PureBoot issue - boot stuck on "Checking verified default boot hash file"

Hello everyone,

I am stuck with a PureBoot issue, got a new Purism server and the plan is to re-use existing SSD with their data. Those 2 SSD are formated using BTRFS in a RAID1 volume.

I checked on heads-community matrix channel, and got feedback that @MrChromebox wasn’t sure if BTRFS would be supported by heads or not, anyhow, I decided to add (for now) a third disk to put the /boot partition on it.

After all those changes, of course PureBoot was unhappy and I also wanted to use my own GPG key with my own pin codes instead of factory ones.
So I went ahead and did a reset of TPM/TOTP/HOTP and generate a new GPG key, re-flash to add the GPG key in the bios permanently, reset the HOTP once more (since bios changed)…

Eventually, HOTP is happy and GPG files signature seems ok (boot hashes) but every time I try to boot, I am stuck in the boot process on this step “Checking verified default boot hash file” … I have once waited 20 minutes there, will wait a bit more now and see, but I guess there is something wrong :frowning:

Any idea ? Maybe @MrChromebox or @Kyle_Rankin ? Thanks :slight_smile:

More details on the boot steps:

so the way PureBoot (Heads) boot verification works is that all files in /boot are hashed and then verified prior to each boot. If your /boot partition contains more than just your kernels and grub config files, it’s going to take a lot longer. I’ve not seen it take 20 minutes though, but I have no idea how many files are on your /boot partition.

However, it looks like it’s past that and stuck checking the default boot target, which is simply comparing the saved default grub entry/index to the current list of grub entries. That should be instantaneous, so I’d presume something has hung.

edit: also, pinged you on Matrix. Have an updated Pureboot server build for you to try

Thanks - the problem on matrix is that my homeserver is on the system I am migrating to this new chassis so I didn’t saw your message :frowning: (could you repost here or in PM as you see fit?)

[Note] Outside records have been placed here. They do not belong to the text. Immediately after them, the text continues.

PR #3621, opened 2026-06-12
type safe zuora object query functionality

johnduffell:
folloiwng on from https://github.com/guardian/support-service-lambdas/pull/3567 and https://github.com/guardian/support-service-lambdas/pull/3584 

This PR
- adds a new object query library that has type safety/completion for input and output values
- adds support for "accounts" and "orders" to prove the concept
- gets the skeleton user-subscriptions-api handler to call object query for accounts and log the response

See inline comments for the interesting bits

The next PR will actually use the query response to produce the response from the lambda.


buildcheck/data/build.ts
```diff
@@ -794,14 +794,14 @@ const userSubscriptionsApi: HandlerDefinition = {
 	},
 	devDependencies: {
 		...devDeps['@types/aws-lambda'],
-
 		...devDeps['@redocly/cli'],
+		...devDeps['tsx'],
```
johnduffell, line 798: to run the runManual scripts - for some reason intellij 2026.2 has dropped the feature to use ts files directly in the run configuration.  I couldn't find an easy, single file, one click way round other than to make them a script calling `tsx` (see runMeEndpoint.ts below)

handlers/user-subscriptions-api/src/meEndpoint.ts
```diff
@@ -49,10 +52,18 @@ const staticResponse: MeResponse = {
...
+export class MeEndpoint {
+	constructor(private readonly zuoraClient: ZuoraClient) {}
+	async handle(identityId: string): Promise<APIGatewayProxyResult> {
+		const userSubscriptions = await objectQuery.accounts.execute(
+			this.zuoraClient,
+			['id', 'name', 'accountNumber', 'balance'],
+			['subscriptions.rateplans'],
+			[{ field: 'IdentityId__c', operator: 'EQ', value: identityId }],
+			99,
+		);
```
johnduffell, line 64: under the covers this is a type safe way of calling this
https://developer.zuora.com/v1-api-reference/api/object-queries/queryaccounts

modules/logger/src/logger.ts
```diff
@@ -74,19 +74,23 @@ export class Logger {
...
 		functionName: string | (() => string) = fn.name,
 		callerInfo: string = getCallerInfo(),
-		argsToLoggable: (args: TArgs) => LoggableInput,
-		responseToLoggable: (result: TReturn) => unknown = (result) => result,
-	): AsyncFunction<TArgs, TReturn> {
+		argsToLoggable: (args: Parameters<TFn>) => LoggableInput,
+		responseToLoggable: (result: Awaited<ReturnType<TFn>>) => unknown = (
+			result,
+		) => result,
+	): TFn {
```
johnduffell, line 97: before, wrapFn used to preserve the parameter and return types, but throw away the generic types.
Since we'd like to rely on the connection between the input schema and the output type, via generics, we need to preserve the type parameter to TFn too.

This function needed to change to treat `fn` as an unknown function, and cast it back at the end to get the generic type back.  That logic is in `aroundAsync` function.  The logic to actually do the logging is in `createFunctionLoggingHooks`  This tidies up this file to improve readability.

modules/zuora/src/objectQuery/expandSchemas/accountItemSchema.ts
```diff
@@ -0,0 +1,120 @@
+import z from 'zod';
```
johnduffell, line 1: I've generated the schemas from the object query specific documentation linked in the javadoc comments in each file.  There are arguments for putting these in a shared place, because they reflect zuora's object model rather than being specific to object queries and I'd be happy to do so. (contrast with the rest response model in `modules/zuora/src/types/objects/` where one call returns a whole hierarchy by design)

modules/zuora/src/objectQuery/queries/ordersObjectQuery.ts
```diff
@@ -0,0 +1,38 @@
+import { z } from 'zod';
```
johnduffell, line 1: we don't actually need an orders object query yet, but I wanted a second example in the file, so the type checker wouldn't narrow things too much.

modules/zuora/src/objectQuery/index.ts
```diff
@@ -0,0 +1,25 @@
+import { accountObjectQuery } from '@modules/zuora/objectQuery/queries/accountObjectQuery';
```
johnduffell, line 1: this is a convenience file, I am in two minds as to whether it's useful, or we should just reference the individual files from queries package in our code.  Happy to hear opinions.

modules/zuora/src/objectQuery/doesNotHaveDuplicateResponseKey.ts
```diff
@@ -0,0 +1,52 @@
...
+ * its literal key type unless its responseKey collides with another chosen key,
+ * in which case the element type becomes `HasDuplicateResponseKey` so the
+ * offending array entry fails to type-check exactly at the call site. Being
+ * homomorphic over the tuple (`[I in keyof TKeys]`), it preserves inference of
+ * the chosen keys.
+ *
+ * Example: `subscriptions`, `subscriptions.rateplans`, and
+ * `subscriptions.rateplans.rateplancharges` can all map to the same response
+ * key (`subscriptions`). Selecting more than one of those expands is invalid
+ * because the resulting response shape would collide on that key.
```
johnduffell, line 39: all that is to say that you'll get a compile time error if you use clashing keys.  It doesn't quite give you all the information, but it does stop you

Image

or
```
src/meEndpoint.ts:62:5 - error TS2322: Type '"subscriptions.rateplans.rateplancharges"' is not assignable to type '"subscriptions.rateplans.rateplancharges" & HasDuplicateResponseKey'.
  Type 'string' is not assignable to type 'HasDuplicateResponseKey'.

62     'subscriptions.rateplans.rateplancharges',
       ~~~~~~~~~~~~~~~~~~~~~~~~~~~~~~~~~~~~~~~~~

src/meEndpoint.ts:64:5 - error TS2322: Type '"subscriptions.rateplans"' is not assignable to type '"subscriptions.rateplans" & HasDuplicateResponseKey'.
  Type 'string' is not assignable to type 'HasDuplicateResponseKey'.

64     'subscriptions.rateplans',
       ~~~~~~~~~~~~~~~~~~~~~~~~~
```


The other option is to have it as a run time only check (or just let one key overwrite the others)

In zuora itself, it uses the broadest version of all the ones you specify, which would probably require a bit more type machinery to union together the schemas dynamically rather than doing it up front.  We can look into that if it's necessary later.

modules/logger/src/logger.ts
```diff
@@ -25,11 +25,8 @@ export class Logger {
 		if (index !== -1) {
 			this.prefix = this.prefix.slice(0, index);
 		} else {
-			this.logFn(
-				this.getMessage(
-					getCallerInfo(),
-					`dropContext: context value "${value}" not found`,
-				),
+			this.emitLog(getCallerInfo())(
```
johnduffell, line 28: various changes in this file to have an emitLog/Error function that does the prefixing for free (prefixes are labels for all log messages to say what's being processed e.g. a subscription id, or identity id, to make it easier to search the logs)

modules/logger/test/logger.test.ts
```diff
@@ -275,6 +275,20 @@ Error: fail 42
...
+			logOnEntryOnly: ['some-arg'],
+		}));
+
+		await wrapped(7);
+
+		expect(logs[0]).toContain('ENTRY ARGS');
+		expect(logs[1]).toContain('EXIT');
+		expect(logs[1]).not.toContain('SHORT_ARGS');
+		expect(errors).toEqual([]);
+	});
```
johnduffell, line 291: this was a missing test spotted by copilot

modules/routing/src/lambdaHandler.ts
```diff
@@ -71,7 +73,7 @@ export function LambdaHandlerWithServices<ConfigType, Services, E>(
 
 	const handlerProps: Lazy<Services> = lazyEnv.then(
 		logger.wrapFn(
-			async ({ stage, stack, app }) => {
+			async ({ stage, stack, app }: GuEnv) => {
```
johnduffell, line 76: now that type inference of a wrapped function goes from the function outwards, this needs an explicit type, which is a loss (in exchange for the gain elsewhere), but it makes sense to be explicit anyway.

The other option is to have both a generic preserving and inwards inference preserving version of wrapFn, rather than just one or the other.

modules/zuora/src/creditBalanceAdjustment.ts
```diff
@@ -1,15 +1,25 @@
-import type { z } from 'zod';
+import type { z, ZodTypeDef } from 'zod';
```
johnduffell, line 1: these few files are updating the new the type inference, I don't think the changes are a bad thing, in fact it's arguable simpler/less repetition

modules/zuora/src/restClient.ts
```diff
@@ -26,19 +27,27 @@ export type RestResult = {
...
 
-	public async get<I, O, T extends z.ZodType<O, z.ZodTypeDef, I>>(
+	public async get<S extends ZodType<unknown, ZodTypeDef, unknown>>(
 		path: string,
-		schema: T,
-	): Promise<O> {
-		return await this.fetchWithLogging(getCallerInfo(1))(path, 'GET', schema);
+		schema: S,
+		urlSearchParams?: URLSearchParams,
+	): Promise<z.infer<S>> {
```
johnduffell, line 34: this is the important change to get type inference working - now the return type is inferred from the input schema rather than needing to be picked up as an explicit type parameter

modules/zuora/src/restClient.ts
```diff
@@ -95,25 +104,39 @@ export abstract class RestClient {
...
+		schema: S,
 		body?: string,
 		headers?: Record<string, string>,
-	): Promise<O> {
+		params?: URLSearchParams,
+	): Promise<z.infer<S>> {
 		const authorisation = await this.tokenProvider.getAuthorisation();
 		const pathWithoutLeadingSlash = path.replace(/^\//, '');
-		const url = `${authorisation.baseUrl}/${pathWithoutLeadingSlash}`;
+		const url = `${authorisation.baseUrl}/${pathWithoutLeadingSlash}${params === undefined ? '' : '?' + params.toString()}`;
```
johnduffell, line 139: now we support url params as a proper object rather than using string concat

modules/zuora/src/zuoraClient.ts
```diff
@@ -22,20 +21,31 @@ export class ZuoraClient extends RestClient {
...
-	override async fetch<I, O, T extends z.ZodType<O, ZodTypeDef, I>>(
+	override async fetch<S extends ZodType<unknown, ZodTypeDef, unknown>>(
 		path: string,
 		method: string,
-		schema: T,
+		schema: S,
 		body?: string,
 		headers?: Record<string, string>,
-	): Promise<O> {
+		params?: URLSearchParams,
```
johnduffell, line 30: changes here to allow url params to be passed through

shtukas (approved):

From the message heads display, it seems to be stuck on this line: https://github.com/osresearch/heads/blob/3c551cc249e4cba4207409c735e43f07aa1f0daa/initrd/bin/kexec-select-boot#L236

I can double check but I doubt I have anything else that kernel / grub stuff on this /boot.
Anyway, it is 1g size so there can’t be much data indeed.

sent you a PM

Just in case someone would run into the same issue (for symptoms see screenshot above):

The root cause was a “bad” /boot/grub/grub.cfg file.
That files contains your boot entries and is auto-generated by update-grub. Those boot entries set, among other things, the path to the kernel ELF (vmlinuz file) and the initrd file.
In my case, those file paths were absolute, like : /boot/vmlinuz-version

Apparently this can confuse PureBoot and make it generate an incorrect /boot/kexec_default.*.txt file which then result in a boot process being stuck as per above (stuck on step “Checking verified default boot hash file”).

How to fix:

  • With the PureBoot rescue shell: just edit the /boot/grub/grub.cfg file and make sure all records of kernel paths or initrd paths do not include /boot. They should look like /vmlinuz-version or /initrd-version
    You will need to resign /boot and then choose a new default boot option.
    Side note: /boot is mounted read-only in the rescue shell, so you need to mount -o remount,rw /boot
  • When the OS is booted: it seems that update-grub generates the grub.cfg file correctly if there are symlinks at root level pointing to the /boot files. Ie: /vmlinuz-version -> /boot/vmlinuz-version. I didn’t test this but I think that in absence of those symlink, update-grub then generates a grub.cfg file with full paths that PureBoot will have trouble to work with.

Voila, now everything works perfectly fine on my side, should anyone encouter the same issue, hope this can help.

Thanks for your time in helping me troubleshoot this @MrChromebox

4 Likes

thanks for following up with the issue/workaround :slight_smile:

I’ve reproduced the issue with absolute paths for the kernel/initrd, and patched Pureboot to strip the boot dir from the entries. Will be included in next release.